TASK TO COMPLETE »
Go through the lines below and copy each one that holds the string "None".

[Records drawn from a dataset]
════════════════

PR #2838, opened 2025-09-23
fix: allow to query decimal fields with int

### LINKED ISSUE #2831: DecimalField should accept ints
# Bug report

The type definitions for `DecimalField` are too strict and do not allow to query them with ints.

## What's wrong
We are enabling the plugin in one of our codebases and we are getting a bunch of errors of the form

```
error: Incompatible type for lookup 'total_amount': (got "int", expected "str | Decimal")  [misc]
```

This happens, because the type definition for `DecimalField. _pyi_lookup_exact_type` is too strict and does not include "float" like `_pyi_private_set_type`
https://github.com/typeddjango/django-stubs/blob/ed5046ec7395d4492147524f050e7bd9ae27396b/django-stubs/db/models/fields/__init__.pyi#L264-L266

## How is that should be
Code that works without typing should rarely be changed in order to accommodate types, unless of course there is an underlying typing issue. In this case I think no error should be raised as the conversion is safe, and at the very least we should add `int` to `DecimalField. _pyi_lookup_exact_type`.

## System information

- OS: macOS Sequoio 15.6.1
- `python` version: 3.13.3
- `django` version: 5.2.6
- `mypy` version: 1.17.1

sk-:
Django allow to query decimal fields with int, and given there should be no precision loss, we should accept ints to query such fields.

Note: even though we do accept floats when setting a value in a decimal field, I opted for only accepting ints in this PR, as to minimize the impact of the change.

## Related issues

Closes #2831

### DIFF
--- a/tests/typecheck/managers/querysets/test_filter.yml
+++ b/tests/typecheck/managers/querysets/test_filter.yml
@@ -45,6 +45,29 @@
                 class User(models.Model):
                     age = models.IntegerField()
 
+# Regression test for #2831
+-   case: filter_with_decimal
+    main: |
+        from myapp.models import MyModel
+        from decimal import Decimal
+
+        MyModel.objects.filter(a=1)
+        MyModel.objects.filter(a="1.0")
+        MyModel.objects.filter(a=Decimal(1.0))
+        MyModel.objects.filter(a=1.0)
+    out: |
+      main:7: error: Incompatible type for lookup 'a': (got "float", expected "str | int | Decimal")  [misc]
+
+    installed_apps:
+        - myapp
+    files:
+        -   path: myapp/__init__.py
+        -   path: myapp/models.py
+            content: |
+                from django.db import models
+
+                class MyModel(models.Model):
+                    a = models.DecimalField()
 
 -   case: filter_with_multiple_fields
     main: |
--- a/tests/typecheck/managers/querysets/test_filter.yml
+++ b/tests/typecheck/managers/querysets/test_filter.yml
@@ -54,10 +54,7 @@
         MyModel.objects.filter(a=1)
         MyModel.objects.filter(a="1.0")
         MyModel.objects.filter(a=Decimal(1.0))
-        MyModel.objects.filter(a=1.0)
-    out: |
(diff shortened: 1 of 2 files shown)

════════════════

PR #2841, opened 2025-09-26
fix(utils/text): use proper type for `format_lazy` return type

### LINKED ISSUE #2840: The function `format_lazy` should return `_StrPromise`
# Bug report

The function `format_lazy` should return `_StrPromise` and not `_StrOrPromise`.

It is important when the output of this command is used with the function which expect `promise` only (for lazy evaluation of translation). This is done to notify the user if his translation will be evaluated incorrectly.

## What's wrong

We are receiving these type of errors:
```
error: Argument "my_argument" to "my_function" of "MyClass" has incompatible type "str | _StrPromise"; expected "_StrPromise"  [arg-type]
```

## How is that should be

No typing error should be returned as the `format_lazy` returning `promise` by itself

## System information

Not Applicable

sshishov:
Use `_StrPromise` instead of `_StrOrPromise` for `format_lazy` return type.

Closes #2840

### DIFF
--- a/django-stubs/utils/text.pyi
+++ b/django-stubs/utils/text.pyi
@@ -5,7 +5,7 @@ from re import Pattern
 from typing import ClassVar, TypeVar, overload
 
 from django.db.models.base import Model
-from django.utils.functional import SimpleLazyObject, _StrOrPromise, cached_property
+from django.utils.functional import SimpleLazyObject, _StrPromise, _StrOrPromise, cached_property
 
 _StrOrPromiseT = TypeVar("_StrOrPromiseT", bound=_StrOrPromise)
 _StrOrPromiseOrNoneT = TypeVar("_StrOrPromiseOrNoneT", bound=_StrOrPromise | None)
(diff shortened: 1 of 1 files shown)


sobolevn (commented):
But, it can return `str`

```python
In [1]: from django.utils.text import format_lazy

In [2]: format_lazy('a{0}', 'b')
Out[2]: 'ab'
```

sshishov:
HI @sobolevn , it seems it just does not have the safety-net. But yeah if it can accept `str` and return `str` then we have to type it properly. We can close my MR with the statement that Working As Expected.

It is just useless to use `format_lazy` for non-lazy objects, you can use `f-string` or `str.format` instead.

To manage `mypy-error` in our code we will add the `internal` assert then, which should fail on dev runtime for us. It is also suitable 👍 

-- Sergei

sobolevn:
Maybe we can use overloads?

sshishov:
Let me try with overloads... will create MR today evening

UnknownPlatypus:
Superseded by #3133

════════════════

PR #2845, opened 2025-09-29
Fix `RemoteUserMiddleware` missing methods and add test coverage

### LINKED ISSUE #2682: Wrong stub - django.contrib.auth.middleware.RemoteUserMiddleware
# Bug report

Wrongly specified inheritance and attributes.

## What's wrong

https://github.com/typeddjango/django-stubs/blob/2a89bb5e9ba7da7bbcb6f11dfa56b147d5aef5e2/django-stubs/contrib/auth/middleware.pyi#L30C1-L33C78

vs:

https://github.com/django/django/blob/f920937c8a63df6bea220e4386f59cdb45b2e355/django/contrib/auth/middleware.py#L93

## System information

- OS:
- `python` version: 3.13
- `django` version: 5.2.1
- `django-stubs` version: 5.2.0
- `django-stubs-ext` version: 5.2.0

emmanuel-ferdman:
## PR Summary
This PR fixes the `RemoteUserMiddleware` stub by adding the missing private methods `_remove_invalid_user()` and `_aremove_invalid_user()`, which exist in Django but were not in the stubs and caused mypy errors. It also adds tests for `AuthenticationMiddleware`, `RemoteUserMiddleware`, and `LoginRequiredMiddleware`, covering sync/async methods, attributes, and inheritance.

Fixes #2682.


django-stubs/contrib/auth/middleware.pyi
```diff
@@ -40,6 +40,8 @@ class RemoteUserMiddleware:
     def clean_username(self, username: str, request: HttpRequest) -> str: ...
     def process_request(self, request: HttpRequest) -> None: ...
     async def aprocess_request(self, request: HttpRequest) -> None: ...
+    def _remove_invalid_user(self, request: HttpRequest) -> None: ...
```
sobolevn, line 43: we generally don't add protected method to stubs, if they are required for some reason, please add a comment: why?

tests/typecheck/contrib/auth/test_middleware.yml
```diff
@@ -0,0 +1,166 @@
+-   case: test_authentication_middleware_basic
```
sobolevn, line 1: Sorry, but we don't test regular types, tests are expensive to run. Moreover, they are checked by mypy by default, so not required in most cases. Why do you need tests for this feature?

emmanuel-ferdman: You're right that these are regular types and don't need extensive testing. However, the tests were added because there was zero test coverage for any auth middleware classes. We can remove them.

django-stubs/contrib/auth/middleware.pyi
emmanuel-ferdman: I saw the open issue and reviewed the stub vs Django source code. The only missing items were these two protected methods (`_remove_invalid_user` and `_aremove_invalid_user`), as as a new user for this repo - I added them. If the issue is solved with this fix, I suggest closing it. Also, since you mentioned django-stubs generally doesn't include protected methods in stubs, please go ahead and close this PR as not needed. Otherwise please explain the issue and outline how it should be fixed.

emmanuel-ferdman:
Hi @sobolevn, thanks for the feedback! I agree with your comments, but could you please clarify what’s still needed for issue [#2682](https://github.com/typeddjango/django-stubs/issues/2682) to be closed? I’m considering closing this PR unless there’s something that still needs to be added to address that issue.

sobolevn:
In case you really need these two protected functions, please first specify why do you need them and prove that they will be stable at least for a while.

════════════════

ANSWER BELOW »
 _StrOrPromiseOrNoneT = TypeVar("_StrOrPromiseOrNoneT", bound=_StrOrPromise | None)
     def process_request(self, request: HttpRequest) -> None: ...
     async def aprocess_request(self, request: HttpRequest) -> None: ...
+    def _remove_invalid_user(self, request: HttpRequest) -> None: ...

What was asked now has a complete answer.